ISCA Archive Interspeech 2015
ISCA Archive Interspeech 2015

Human vs machine spoofing detection on wideband and narrowband data

Mirjam Wester, Zhizheng Wu, Junichi Yamagishi

How well do humans detect spoofing attacks directed at automatic speaker verification systems? This paper investigates the performance of humans at detecting spoofing attacks from speech synthesis and voice conversion systems. Two speaker verification tasks, in which the speakers were either humans or machines, were also conducted. The three tasks were carried out with two types of data: wideband (16kHz) and narrowband (8kHz) telephone line simulated data. Spoofing detection by humans was compared to automatic spoofing detection (ASD) algorithms. Listening tests were carefully constructed to ensure the human and automatic tasks were as similar as possible taking into consideration listener's constraints (e.g., fatigue and memory limitations).

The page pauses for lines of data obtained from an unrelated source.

PR #14018, opened 2022-08-03
ui: Add additional generation/initiation data-sources

johncowen:
### Description
I noticed that occasionally you can get a JS/Ember error when switching tabs in the peering generation/establishment modal. Looking/thinking about it this is probably related to how we cache/reuse our data-source responses, which in this case here are brand new ember data records. 

Usually, datasource responses are cached _and_ shared, so if you use the same data-source uri in two completely different routes, they use the same request and therefore result. From briefly looking at what is happening here, as we 'request' a new ember data record in two different states it seems that sometimes one datasource is removed after another is added when you switch tabs (this would possibly go deep into how Ember/glimmer works when components are removed from the DOM).

To help understanding, where this surfaces is here, only sometimes when we switch between the two states/tabs.

https://github.com/hashicorp/consul/blob/main/ui/packages/consul-peerings/app/components/consul/peer/form/index.hbs#L27-L59

I tried simply making two separate data-source URIs so there is no chance that these 'requests' get shared, and that consistently resolved the bug.

### PR Checklist

* [ ] updated test coverage
* [x] not a security concern

### DIFF
--- a/ui/packages/consul-ui/app/services/repository/peer.js
+++ b/ui/packages/consul-ui/app/services/repository/peer.js
@@ -50,14 +50,18 @@ export default class PeerService extends RepositoryService {
       });
   }
 
+  @dataSource('/:partition/:ns/:dc/peer-generate/')
+  @dataSource('/:partition/:ns/:dc/peer-initiate/')
   @dataSource('/:partition/:ns/:dc/peer/:name')
   async fetchOne({partition, ns, dc, name}, { uri }, request) {
     if (name === '') {
-      return this.create({
+      const item = this.create({
         Datacenter: dc,
         Namespace: '',
         Partition: partition,
       });
+      item.meta = {cacheControl: 'no-store'};
+      return item;
     }
     return (await request`
       GET /v1/peering/${name}
--- a/ui/packages/consul-peerings/app/components/consul/peer/form/index.hbs
+++ b/ui/packages/consul-peerings/app/components/consul/peer/form/index.hbs
@@ -27,7 +27,7 @@
     <fsm.State @matches={{array 'generate'}}>
 
       <DataSource
-        @src={{uri '/${partition}/${nspace}/${dc}/peer/'
+        @src={{uri '/${partition}/${nspace}/${dc}/peer-generate/'
           @params
         }}
       as |source|>
@@ -44,7 +44,7 @@
     <fsm.State @matches="initiate">
 
       <DataSource
-        @src={{uri '/${partition}/${nspace}/${dc}/peer/'
+        @src={{uri '/${partition}/${nspace}/${dc}/peer-initiate/'
           @params
         }}
       as |source|>


ui/packages/consul-ui/app/services/repository/peer.js
```diff
@@ -50,14 +50,18 @@ export default class PeerService extends RepositoryService {
       });
   }
 
+  @dataSource('/:partition/:ns/:dc/peer-generate/')
+  @dataSource('/:partition/:ns/:dc/peer-initiate/')
```
LevelbossMike, line 54: It looks like we were relying on this data-source for the creation and the edit case. I.e. when `name` is an empty string, we will return a newly created `Peer`-model if there's already a name we will fetch from the API.

Two questions:

1. If we wanted to stick to the data-source to generate a new ember-data model instance, can we get rid of the `name === ''` check and create a new method that only creates a record and annotate this with these new annotations? This would clean up the `fetchOne` method to only request from the backend and probably make it easier to understand what's going on. One method fetches data and the other one creates a new model instance.
2. Wouldn't it be easier to not rely on the data-source here and put the logic of creating a new peer model and cleaning it up if need be into the form itself?

LevelbossMike (changes requested):
I can't reproduce an error being thrown when switching tabs. What is the error that you are seeing?

I see the `DataSource`-component trying to `rollbackAttributes()` when it gets disconnected which will throw an error if we continued working with the then destroyed record.

Is that the error you are seeing?

`Error: Attempted to set 'Name' to 'something' on the deleted record <peer:null>`

 Surprising that that would happen as disconnecting is tied to `will-destroy` of the `DataSource`-component but if it returned a `cached` record that might really be the issue 🤔

johncowen:
> Is that the error you are experiencing?
> `Error: Attempted to set 'Name' to 'something' on the deleted record <peer:null>`

Yes it was something like that as far as I remember.

I had a little more of a look into it, and my original thought was correct:

> From briefly looking at what is happening here, as we 'request' a new ember data record in two different states it seems that sometimes one datasource is removed after another is added when you switch tabs (this would possibly go deep into how Ember/glimmer works when components are removed from the DOM).

So during glimmer component insertion/destruction, the "switched to tab" is inserted first, before the "switched from tab" is destroyed, meaning there is a period of time when both tabs are in existence. This means the data represented by the two exact same data-sources is shared, which is expected behaviour for data-sources. 

The simplest solution here is to just make the two data-sources distinct (which is what I've done here), one creates an object specifically for generation, and one creates and object specifically for initialisation. To me this actually make a bit more sense also.

ui/packages/consul-ui/app/services/repository/peer.js
johncowen: > 1. If we wanted to stick to the data-source to generate a new ember-data model instance, can we get rid of the name === '' check and create a new method that only creates a record and annotate this with these new annotations? This would clean up the fetchOne method to only request from the backend and probably make it easier to understand what's going on. One method fetches data and the other one creates a new model instance.

We could do, but personally I don't feel like a single conditional here makes the method harder to understand, not only that but whether you are creating a 'new' record or not, you are still being returned a 'filled out' record, so them both being the same thing makes sense to me, they both 'fetch' new data from the repository. The fact that one makes a HTTP request and one doesn't is hidden by the repository layer.

> 2. Wouldn't it be easier to not rely on the data-source here and put the logic of creating a new peer model and cleaning it up if need be into the form itself?

I would say no it wouldn't be easier. This is how the rest of the app works, we pass data into the components from the outside. We avoid loading any sort of data deep down inside component trees. All our components are largely presentational.

Our abstract/base repository class has this very same behaviour and its used by all our models.

https://github.com/hashicorp/consul/blob/155c4bc2af77f71ca9cd5067f3c18d1c9ff67ecf/ui/packages/consul-ui/app/services/repository.js#L186-L193

LevelbossMike (approved):
approving as this needs to go in for peering-ui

Results for human trials show the error rates on narrowband data double compared to on wideband data. The second verification task, which included only artificial speech, showed equal overall acceptance rates for both 8kHz and 16kHz. In the spoofing detection task, there was a drop in performance on most of the artificial trials as well as on human trials. At 8kHz, 20% of human trials were incorrectly classified as artificial, compared to 12% at 16kHz. The ASD algorithms also showed a drop in performance on 8kHz data, but outperformed human listeners across the board.